Analysis of bacopaside I in biomatrices using liquid chromatography-tandem mass spectrometry: Pharmacokinetics and brain distribution in Swiss-albino mice.

Bacopaside I (BP-I) is the major pseudojujubogenin glycoside of Bacopa monniera (BM) extract which has been widely used as a nerve tonic to improve the memory and intellect of human beings from ancient times. A selective and sensitive liquid chromatography-tandem mass spectrometry (LC-MS/MS) method for the quantification of BP-I in mouse plasma and brain homogenate has been developed and validated. All biosamples were processed by liquid-liquid extraction and chromatographed on C18- reversed phase column using mobile phase consisting of ammonium acetate (10mM, pH 4) - acetonitrile (10:90, v/v) at a flow rate of 0.5mL/min.

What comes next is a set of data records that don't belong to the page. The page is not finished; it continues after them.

PR #9091, opened 2025-03-20
fix: send mixpanel quotes event only if the user receive quotes

### LINKED ISSUE #9079: Quotes received issue
### Overview

In web, there appears to be an issue where the `Session Start` and `Quotes Received` events are firing simultaneously.

Image

### Acceptance Criteria

Decouple these events and ensure they each fire when they should.

### Need By Date

_No response_

### Screenshots/Mockups

_No response_

### Estimated effort

_No response_

NeOMakinG:
## Description

The `Quotes Received` event was sent even if there were no quotes, causing it to send useless event + sending an event on first render which is weird

## Issue (if applicable)

closes #9079

## Risk
Low

## Testing
- I would suggest to make it tested by an engineer in local: monkeypatch to see when the user receive the quotes and compare with develop, the event shouldn't be sent until the user types some amount and receive quotes
- When releasing, check the network tabs, mixpanel quotes event shouldn't be sent until the user actually receive quotes

### Engineering
n/a

### Operations
n/a

Hard to show but, no amount entered and no quotes fetch:
image

Amount entered and quote fetch:
image

### DIFF
--- a/src/components/MultiHopTrade/hooks/useGetTradeQuotes/useGetTradeQuotes.tsx
+++ b/src/components/MultiHopTrade/hooks/useGetTradeQuotes/useGetTradeQuotes.tsx
@@ -417,7 +417,7 @@ export const useGetTradeQuotes = () => {
   // TODO: move to separate hook so we don't need to pull quote data into here
   useEffect(() => {
     if (isAnyTradeQuoteLoading) return
-    if (mixpanel) {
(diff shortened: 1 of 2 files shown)


0xApotheosis (approved):
Does as claims! I also noticed we are firing the `QuotesReceived` event when we get trade rates. I'll make a note to fix that up after this PR goes in.

PR #9095, opened 2025-03-20
fix: more pragmatic trade success screen solution

NeOMakinG:
## Description
Make @gomesalexandre life easier by splitting both success screens from spot and limit, which will be way more easier to maintain with different features scopes, also this component isn't subject to change so much

And remove the slot need risk, it could scale badly and be hard to maintain, it's not a big shared logic so, the pragmatic part is that it should probably be easier to handle

We can step back at any time if we feel like it's just too hard to maintain 2 success screen

## Issue (if applicable)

The detection was performed in negative electrospray ionization mode and the precursor/product ion transitions of BP-I and internal standard (IS) hydrochlorothiazide were quantified in multiple reaction monitoring (MRM) using QTRAP-5500 MS/MS. The linearity was established over the concentration range of 0.5-2000ng/mL (r(2)>0.990), with lower limit of quantification (LLOQ) of 0.5ng/mL in both plasma and brain matrix. Within- and between-run precision and accuracy were well within the acceptable limits of variation. Consistent and reproducible recovery (>70%) was obtained with insignificant matrix effect for BP-I and IS. The method fulfilled US Food and Drug Administration (USFDA) guidelines for bioanalytical method validation in terms of selectivity, sensitivity, linearity, accuracy, precision, matrix effect, dilution integrity, carry-over effect and stability. Further, the method was successfully applied to execute the plasma pharmacokinetics and brain distribution of BP-I in Swiss-albino mice following intravenous administration at a dose of 5mg/kg.

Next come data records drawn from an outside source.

Issue #9099, opened 2025-03-20
Chatwoot support libk no longer available at app.shapeshift.com


purelycrickets:
### Overview

Currently in production, there is no way for users who are having issues to connect to support via a chatwoot link that is usually in the bottom right of the app. Usersare still able to navigate to chatwoot via the .com website, however this is not intuitive to users and the support button should be in app. 

### References and additional details

Jam of issue: https://jam.dev/c/d6602e32-1522-4be2-908a-7295cbb3339d

No where to find chatwoot in app. 

### Acceptance Criteria

Users are able to connect to support via chatwoot in the app.

PR #9100, opened 2025-03-20
feat: make chatwoot great again

gomesalexandre:
## Description

We were accessing the Chatwoot env var through useFeatureFlag() which doesn't play nicely with vite in case of env vars which are not present in all envs.
Fixed by importing directly from vite env vars.

## Issue (if applicable)

closes https://github.com/shapeshift/web/issues/9099

## Risk

None

## Testing

- Chatwoot is happy again

### Engineering

- Enable `VITE_FEATURE_CHATWOOT` in your env before running the app locally and ensure Chatwoot is happy

### Operations

- ^


src/components/ChatWoot.ts
```diff
@@ -2,12 +2,12 @@ import type React from 'react'
 import { useEffect } from 'react'
 
 import { getConfig } from '@/config'
-import { useFeatureFlag } from '@/hooks/useFeatureFlag/useFeatureFlag'
 
 export const ChatwootWidget: React.FC = () => {
-  const chatWoodEnabled = useFeatureFlag('Chatwoot')
+  const chatwootEnabled = import.meta.env.VITE_FEATURE_CHATWOOT === 'true'
+  console.log({chatwootEnabled})
```
gomesalexandre, line 8:
```suggestion
```

NeOMakinG (changes requested):
The problem is not useFeatureFlag, this is the way we use vite

the `.env` is used as the latest file to override everything, remove `VITE_FEATURE_CHATWOOT` from the `.env`and chatwoot will be enabled again in production, if we want to enable it again on `develop` we need to add another develop env file but I see no points to enable it there

Your current fix is not working because `production` will be `'false'` which would not be enabling chatwoot

You can test the production env by running `yarn preview:prod` if needed and here is the result:

image

NeOMakinG (approved):
Looks good now, thanks! 💯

The antidepressant-like effect of bacopaside I: possible involvement of the oxidative stress system and the noradrenergic system.

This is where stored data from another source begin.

PR #9120, opened 2025-03-24
feat: blazingly fast defi tab

gomesalexandre:
## Description

Fixes the root cause of the DeFi tab being slow on click i.e processing is heavy and blocks the main thread. Now renders a spinner - will be barely noticeable (at least isn't on M1) but will avoid the tab click delay - if we're initially processing.

## Issue (if applicable)

- relates to https://github.com/shapeshift/web/issues/9025

## Risk

Low to none

## Testing

- Navigate back and forth from wallet DeFi tab (with opportunities loaded, not in skeleton state) and confirm we are speed

### Engineering

- ^

### Operations

- ^


NeOMakinG (changes requested):
Conceptually looking good but there is a flickering when going to the defi tab:

https://jam.dev/c/20d935c9-28b3-425c-93ff-0c00f20571f6

Data is shown, then skeletons are appearing, then data comes back, do we have a way to avoid this?

gomesalexandre:
> Conceptually looking good but there is a flickering when going to the defi tab:

Please retest after merge @NeOMakinG we should be gucci now 🙏🏽  https://jam.dev/c/34802f9a-864d-4711-a2e4-a38a56d8f284

NeOMakinG (approved):
Smallish thing with the defi positions appending after load but looks way more UX now than before, confirming the weird double loading behavior has been reverted 

https://jam.dev/c/a3063956-9c70-4ba7-9edc-c1c892eb06c3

In the present study, the antidepressant-like effect of bacopaside I, a saponin compound present in the Bacopa monniera plant, was evaluated by behavioral and neurochemical methods. Bacopaside I (50, 15 and 5 mg/kg) was given to mice via oral gavage for 7 successive days. The treatment significantly decreased the immobility time in mouse models of despair tests, but it did not influence locomotor activity. Neurochemical assays suggested that treatment by bacopaside I (50, 15 and 5 mg/kg) improved brain antioxidant activity to varying degrees after the behavioral despair test. Bacopaside I (15 and 5 mg/kg) significantly reversed reserpine-induced depressive-like behaviors, including low temperature and ptosis. Conversely, bacopaside I did not affect either brain MAO-A or MAO-B activity after the behavioral despair test in mice. Additionally, 5-hydroxytryptophan (a precursor of 5-serotonin) was not involved in the antidepressant-like effect of bacopaside I. These findings indicated that the antidepressant-like effect of bacopaside I might be related to both antioxidant activation and noradrenergic activation, although the exact mechanism remains to be further elucidated.